Re: [PATCH v10 10/16] KVM: x86: Introduce KVM_GET_SHARED_PAGES_LIST ioctl

From: Ashish Kalra
Date: Thu Feb 25 2021 - 15:21:38 EST


On Wed, Feb 24, 2021 at 10:22:33AM -0800, Sean Christopherson wrote:
> On Wed, Feb 24, 2021, Ashish Kalra wrote:
> > # Samples: 19K of event 'kvm:kvm_hypercall'
> > # Event count (approx.): 19573
> > #
> > # Overhead Command Shared Object Symbol
> > # ........ ............... ................ .........................
> > #
> > 100.00% qemu-system-x86 [kernel.vmlinux] [k] kvm_emulate_hypercall
> >
> > Out of these 19573 hypercalls, # of page encryption status hcalls are 19479,
> > so almost all hypercalls here are page encryption status hypercalls.
>
> Oof.
>
> > The above data indicates that there will be ~2% more Heavyweight VMEXITs
> > during SEV guest boot if we do page encryption status hypercalls
> > pass-through to host userspace.
> >
> > But, then Brijesh pointed out to me and highlighted that currently
> > OVMF is doing lot of VMEXITs because they don't use the DMA pool to minimize the C-bit toggles,
> > in other words, OVMF bounce buffer does page state change on every DMA allocate and free.
> >
> > So here is the performance analysis after kernel and initrd have been
> > loaded into memory using grub and then starting perf just before booting the kernel.
> >
> > These are the performance #'s after kernel and initrd have been loaded into memory,
> > then perf is attached and kernel is booted :
> >
> > # Samples: 1M of event 'kvm:kvm_userspace_exit'
> > # Event count (approx.): 1081235
> > #
> > # Overhead Trace output
> > # ........ ........................
> > #
> > 99.77% reason KVM_EXIT_IO (2)
> > 0.23% reason KVM_EXIT_MMIO (6)
> >
> > # Samples: 1K of event 'kvm:kvm_hypercall'
> > # Event count (approx.): 1279
> > #
> >
> > So as the above data indicates, Linux is only making ~1K hypercalls,
> > compared to ~18K hypercalls made by OVMF in the above use case.
> >
> > Does the above adds a prerequisite that OVMF needs to be optimized if
> > and before hypercall pass-through can be done ?
>
> Disclaimer: my math could be totally wrong.
>
> I doubt it's a hard requirement.
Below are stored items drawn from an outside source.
PR #238, opened 2022-09-05
OSD-12090 Update operator-sdk to 1.21

rendhalver:
Update configure-alertmanager-operator to use operator-sdk v1.21


rendhalver:
This is still WIP
/hold

controllers/secret_controller.go
```diff
@@ -98,53 +112,112 @@ var defaultNamespaces = []string{
...
+}
+
+// SetupWithManager sets up the controller with the Manager.
+func (r *SecretReconciler) SetupWithManager(mgr ctrl.Manager) error {
+	client := mgr.GetClient()
+
+	r.Readiness = &readiness.Impl{Client: client}
+
+	return ctrl.NewControllerManagedBy(mgr).
+		For(&corev1.ConfigMap{}).
```
mrbarge, line 218: With this being a _secret_ controller it may be more correct to have this as a controller `For` Secrets (its primary resource) which also `Watches` ConfigMaps, rather than the other way around.

rendhalver: Thanks Matt. That does make more sense.
I will get that updated.

mrbarge: Thanks! The fix looks good.

controllers/secret_controller.go
```diff
@@ -98,53 +112,112 @@ var defaultNamespaces = []string{
...
+
+// SetupWithManager sets up the controller with the Manager.
+func (r *SecretReconciler) SetupWithManager(mgr ctrl.Manager) error {
+	client := mgr.GetClient()
+
+	r.Readiness = &readiness.Impl{Client: client}
+
+	return ctrl.NewControllerManagedBy(mgr).
+		For(&corev1.Secret{}).
+		Watches(&source.Kind{Type: &corev1.ConfigMap{}}, &handler.EnqueueRequestForObject{}).
```
bmeng, line 219: This should be replaced by `For` as well?

pkg/k8sutil/k8sutil.go
```diff
@@ -0,0 +1,82 @@
+package k8sutil
```
bmeng, line 1: This package used by `pkg/metrics/service.go` only. To get the operator name and namespace.
And those to functions can be replaced by const `config.OperatorName` and `config.OperatorNamespace`

So that, we do not need to introduce this package at all.

main.go
```diff
@@ -0,0 +1,168 @@
...
+	log.Info(fmt.Sprintf("Go Version: %s", runtime.Version()))
+	log.Info(fmt.Sprintf("Go OS/Arch: %s/%s", runtime.GOOS, runtime.GOARCH))
+}
+
+func init() {
+	utilruntime.Must(clientgoscheme.AddToScheme(scheme))
+	utilruntime.Must(configv1.AddToScheme(scheme))
+	utilruntime.Must(monitoringv1.AddToScheme(scheme))
+
+	utilruntime.Must(managedopenshiftiov1alpha1.AddToScheme(scheme))
```
bmeng, line 68: Is this needed? As there is nothing to add here?

main.go
```diff
@@ -0,0 +1,168 @@
...
+var log = logf.Log.WithName("cmd")
+
+func printVersion() {
+	log.Info(fmt.Sprintf("Go Version: %s", runtime.Version()))
+	log.Info(fmt.Sprintf("Go OS/Arch: %s/%s", runtime.GOOS, runtime.GOARCH))
+}
+
+func init() {
+	utilruntime.Must(clientgoscheme.AddToScheme(scheme))
+	utilruntime.Must(configv1.AddToScheme(scheme))
```
bmeng, line 65: Better to use `configv1.Install(scheme)` as the `AddToScheme` is deprecated.

main.go
```diff
@@ -0,0 +1,168 @@
...
+
+	ctrl.SetLogger(zap.New(zap.UseFlagOptions(&opts)))
+
+	mgr, err := ctrl.NewManager(ctrl.GetConfigOrDie(), ctrl.Options{
+		Scheme:                 scheme,
+		MetricsBindAddress:     fmt.Sprintf("%s:%d", metricsHost, metricsPort),
+		Port:                   9443,
+		HealthProbeBindAddress: probeAddr,
+		LeaderElection:         enableLeaderElection,
+		LeaderElectionID:       "29fea974.configurealertmanager.managed.openshift.io",
```
bmeng, line 93: This `LeaderElectionID` is useless, as we go with the `Leader for life` approach with below 
```
err = leader.Become(context.TODO(), "name")
```

main.go
```diff
@@ -0,0 +1,168 @@
...
+			log.Info("Created ServiceMonitor")
+		}
+	}
+
+	log.Info("Starting prometheus metrics.")
+	if err := operatormetrics.StartMetrics(); err != nil {
+		log.Error(err, "Failed to start metrics service")
+		os.Exit(1)
+	}
+
```
bmeng, line 162:
```

	// Check for fedramp clusters
	err = operatorconfig.SetIsFedramp()
	if err != nil {
		log.Error(err, "Failed to get fedramp value")
		os.Exit(1)
	}
	if operatorconfig.IsFedramp() {
		log.Info("Running in fedramp environment.")
	}
```

This block to check the fedRamp value is missed before we start the manager

controllers/secret_controller.go
bmeng: cc @mrbarge I see you discussed about this above, but I am not sure what was  requested/changed.

mrbarge: You can only use `For` once in a controller. The only available option here is to do a `For` of the primary resource and a `Watches` of the secondary ones. The current usage is the best option available I think.

My other request concerned an earlier version of the code which was doing a `For` on `ConfigMap`, which is not the primary resource.

main.go
mrbarge: Its been moved higher in the code.

controllers/secret_controller.go
bmeng: ack, so it should leave as is

main.go
mrbarge: Given there is no API at all, we can perhaps explore removing the contents of the entire `api` directory entirely (but put a `.gitkeep` in there similar to what MNMO has done, so that the directory is retained to prevent breakage of OSDK or boilerplate), and it can be removed from here at the same time.

bmeng: I am thinking almost the same, if we do not need to add scheme here, so maybe the things under `apis/` can be removed as well. Just not sure how would it impact the operator.

But it is a bit weird that the operator does not have new api resource defined.

main.go
bmeng: overlooked... please ignore this one. Pete.

pkg/k8sutil/k8sutil.go
rendhalver: Ah. I added this to import the old code that was removed from the controller.

Thanks for the suggestion.
I would be happy to switch to a different solution.
I will see if I can work out how to do that.

rendhalver: I can basically replace the variable setup in service.go with this correct?
```
	operatorName := config.OperatorName
	namespace := config.OperatorNamespace
```

bmeng: Yeah, I think it would work the same. The current `GetOperatorNamespace()` or `GetOperatorName()` just return the same value as `config.OperatorNamespace` and `config.OperatorName`

rendhalver: I have made that change locally and the tests are passing.
I will push that up and the rest of my changes.

Thanks for the suggestion. :)

main.go
rendhalver: Thanks for spotting that.
Fixed in latest change.

main.go
rendhalver: Sounds good. I have made this change too.

main.go
rendhalver: I was wondering what to do about this too.
Thanks for the suggestions I will make those changes and see how it goes.

mrbarge:
Full functional testing of this change has been completed and documented in OSD-12976
/lgtm

cblecker:
/lgtm
/approve
/hold

@rendhalver Feel free to remove hold when you're ready for this to merge.

PR #246, opened 2022-11-04
OSD-11509 gracefully handle servicemonitor creation if service exists

mrbarge:
# What is this PR doing

Ensures that the presence of a `ServiceMonitor` occurs if the `Service` exists.

# Why is it needed

This is a bug fix for [OSD-11509](https://issues.redhat.com//browse/OSD-11509), which recently came up again in conversation.

If the CAMO `ServiceMonitor` goes missing, a restart of the CAMO pod won't result in its recreation if the `Service` exists. You'd need to delete the `Service` in order for both to then get recreated. This is just a little quirk in the existing code flow that is easily handled by checking for the `AlreadyExists` error.

The `go.mod` and `go.sum` changes are the result of freshly running `go mod tidy`. On a fresh clone of the repo my build was originally complaining about the current state of these.


main.go
```diff
@@ -138,7 +139,7 @@ func main() {
 
 	sm := operatormetrics.GenerateServiceMonitor(s)
 	err = mgr.GetClient().Create(context.TODO(), s)
-	if err != nil {
+	if err != nil && !apierrors.IsAlreadyExists(err) {
```
mjlshen, line 142: This makes is slightly misleading when we
```
log.Info("Created Service")
```
but I don't think it would cause confusion - maybe we could log that we `ensured metrics service exists` or something. Not a big deal for me

mjlshen (approved):
/lgtm

main.go
cblecker: Yeah +1 to cleaning up the logging in this function while we are here

mrbarge: Agree! I've given that whole section a bit of a tidy-up now, thanks for calling it out.

mjlshen (approved):
/lgtm

Can't do any more than that :D

PR #247, opened 2022-11-10
OSD-13721 - Inhibit api-ErrorBudgetBurn when KubeAPIErrorBudgetBurn is firing

tnierman:
Completes: https://issues.redhat.com/browse/OSD-13721

---

These changes add an `inhibitRule` which prevents `api-ErrorBudgetBurn` alerts from firing when a `KubeAPIErrorBudgetBurn` alert has already been triggered.

An inverse rule was not created because `KubeAPIErrorBudgetBurn` alerts are based on the kube-apiservers' internal metrics while `api-ErrorBudgetBurn` alerts are based on the reachability of the kube-apiservers. Firing a `KubeAPIErrorBudget` burn after an `api-ErrorBudgetBurn` is, at this time, believed to indicate a separate issue with the control plane which needs to be addressed individually.

### DIFF
--- a/controllers/secret_controller.go
+++ b/controllers/secret_controller.go
@@ -692,6 +692,18 @@ func createAlertManagerConfig(pagerdutyRoutingKey, watchdogURL, ocmAgentURL, clu
 					"alertname": "ElasticsearchClusterNotHealthy",
 				},
 			},
+			// https://issues.redhat.com/browse/OSD-13721
+			{
+				Equal: []string{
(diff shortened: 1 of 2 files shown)


rendhalver:
Will this affect our SLOs if the `api-ErrorBudgetBurn` alert is inhibited and not acknowledged.
Should this be the other way around if that is the case?

NautiluX (commented):
/lgtm

PR #248, opened 2022-11-16
Silence Insights operator down alert in FedRAMP environment

katherinelc321:
This insights operator is not available in the Fedramp environment yet and it's paging SREPs unnecessarily. This PR silence the ClusterOperatorDown alert for now. It will need to be removed once insights is made available in the environment.
It's been tested in a fedramp cluster successfully
https://issues.redhat.com/browse/OSD-13685

### DIFF
--- a/controllers/secret_controller.go
+++ b/controllers/secret_controller.go
@@ -388,7 +388,6 @@ func createPagerdutyRoute(namespaceList []string) *alertmanager.Route {
 		pagerdutySubroutes = append(pagerdutySubroutes,
 			[]*alertmanager.Route{
 				{Receiver: receiverNull, Match: map[string]string{"alertname": "ClusterOperatorDown", "name": "insights"}},
-				{Receiver: receiverNull, Match: map[string]string{"alertname": "ClusterOperatorDegraded", "name": "insights"}},
 			}...,
 		)
 	}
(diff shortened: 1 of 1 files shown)


controllers/secret_controller.go
```diff
@@ -382,6 +382,15 @@ func createPagerdutyRoute(namespaceList []string) *alertmanager.Route {
 		{Receiver: receiverMakeItWarning, Match: map[string]string{"severity": "critical", "namespace": "openshift-deployment-validation-operator"}},
 	}
 
+	// Silence insights in FedRAMP until its made available in the environment
+	// https://issues.redhat.com/browse/OSD-13685
+	if config.IsFedramp() {
+		pagerdutySubroutes = append(pagerdutySubroutes,
+			[]*alertmanager.Route{
+				{Receiver: receiverNull, Match: map[string]string{"alertname": "ClusterOperatorDown", "name": "insights"}},
+			}...)
```
mjlshen, line 391: Since there's only one exception I think we should just do:
```go
	if config.IsFedramp() {
		pagerdutySubroutes = append(pagerdutySubroutes,
			&alertmanager.Route{Receiver: receiverNull, Match: map[string]string{"alertname": "ClusterOperatorDown", "name": "insights"}},
		)
	}
```

mjlshen (changes requested):

cblecker:
/approve
/retitle Silence Insights operator down alert in FedRAMP environment

PR #352, opened 2020-02-12
Fix groupname is repeated in the same file error

kouk:
#351  broke my prometheus rules:

```
level=error ts=2020-02-12T07:16:47.307Z caller=manager.go:832 component="rule manager" msg="loading groups failed" err="/etc/prometheus/rules/prometheus-k8s-rulefiles-0/monitoring-prometheus-k8s-rules.yaml: groupname: \"kube-apiserver-error\" is repeated in the same file"
```


brancz:
Whops. Thanks!

PR #356, opened 2020-02-17
Add KubeletPodStartUpLatencyHigh alert

povilasv:
This is more for discussion, feel free not to merge :)

I had an issue with kubelet taking long time to spin up pods, turns out there was a cronjob which had created cronjob with 700 image pull back off jobs, which made kubelet slow down on pod creation for other things.

So in general I think maybe it's worthwhile to monitor pod start up latency

### DIFF
--- a/alerts/kubelet.libsonnet
+++ b/alerts/kubelet.libsonnet
@@ -74,6 +74,19 @@
               message: 'The Kubelet Pod Lifecycle Event Generator has a 99th percentile duration of {{ $value }} seconds on node {{ $labels.node }}.',
             },
           },
+          {
+            alert: 'KubeletPodStartUpLatencyHigh',
+            expr: |||
+              histogram_quantile(0.99, sum(rate(kubelet_pod_worker_duration_seconds_bucket{%(kubeletSelector)s}[5m])) by (instance, le)) * on(instance) group_left(node) kubelet_node_name  > 5
+            ||| % $._config,
+            'for': '15m',
+            labels: {
+              severity: 'warning',
+            },
+            annotations: {
+              message: 'Kubelet Pod startup 99th percentile latency is {{ $value }} seconds on node {{ $labels.node }}.',
+            },
+          },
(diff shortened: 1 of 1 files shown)


alerts/kubelet.libsonnet
```diff
@@ -48,6 +48,20 @@
               message: "Kubelet '{{ $labels.node }}' is running at {{ $value | humanizePercentage }} of its Pod capacity.",
             },
           },
+          {
+            alert: 'KubeletPodStartUpLatencyIsHigh',
+            expr: |||
+              histogram_quantile(0.99, sum(rate(kubelet_pod_worker_duration_seconds_bucket{%(kubeletSelector)s}[5m])) by (instance, le)) > 5
```
brancz: Could we join the kubelet_node_name metric o to this so we can use the node name in the message? Then we can also aggregate by node name instead of instance label.

alerts/kubelet.libsonnet
```diff
@@ -48,6 +48,20 @@
               message: "Kubelet '{{ $labels.node }}' is running at {{ $value | humanizePercentage }} of its Pod capacity.",
             },
           },
+          {
+            alert: 'KubeletPodStartUpLatencyIsHigh',
```
brancz: “Is” should be left out in alert names.

alerts/kubelet.libsonnet
```diff
@@ -48,6 +48,20 @@
...
+            expr: |||
+              histogram_quantile(0.99, sum(rate(kubelet_pod_worker_duration_seconds_bucket{%(kubeletSelector)s}[5m])) by (instance, le)) > 5
+            ||| % $._config,
+            'for': '15m',
+            labels: {
+              severity: 'warning',
+            },
+            annotations: {
+              message: "Kubelet '{{ $labels.instance }}' start up lantency {{ $value }} is high.",
```
brancz: We should mention that it’s the p99 latency.

povilasv:
It's ready for another round of review :)

PR #359, opened 2020-02-17
Do not alert mismatch replicas during rolling updates

pracucci:
We have some services (ie. Cortex ingesters) whose deployment takes a long time in a large clusters and cause the `KubeDeploymentReplicasMismatch` or `KubeStatefulSetReplicasMismatch` to trigger.

A solution we've found working for our use case is to change these alerts to not trigger until there's some progress during rolling updates. In this PR I'm proposing to upstream this change.

### DIFF
--- a/alerts/apps_alerts.libsonnet
+++ b/alerts/apps_alerts.libsonnet
@@ -53,9 +53,15 @@
           },
           {
             expr: |||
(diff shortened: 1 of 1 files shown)


brancz:
Hah I have exactly this same improvement on my todo list. Community is awesome ❤️

Thanks lgtm!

Assuming a conversative roundtrip time of 50k
> cycles, those 18K hypercalls will add well under a 1/2 a second of boot time.
> If userspace can push the roundtrip time down to 10k cycles, the overhead is
> more like 50 milliseconds.
>
> That being said, this does seem like a good OVMF cleanup, irrespective of this
> new hypercall. I assume it's not cheap to convert a page between encrypted and
> decrypted.
>
> Thanks much for getting the numbers!

Considering the above data and guest boot time latencies
(and potential issues with OVMF and optimizations required there),
do we have any consensus on whether we want to do page encryption
status hypercall passthrough or not ?

Thanks,
Ashish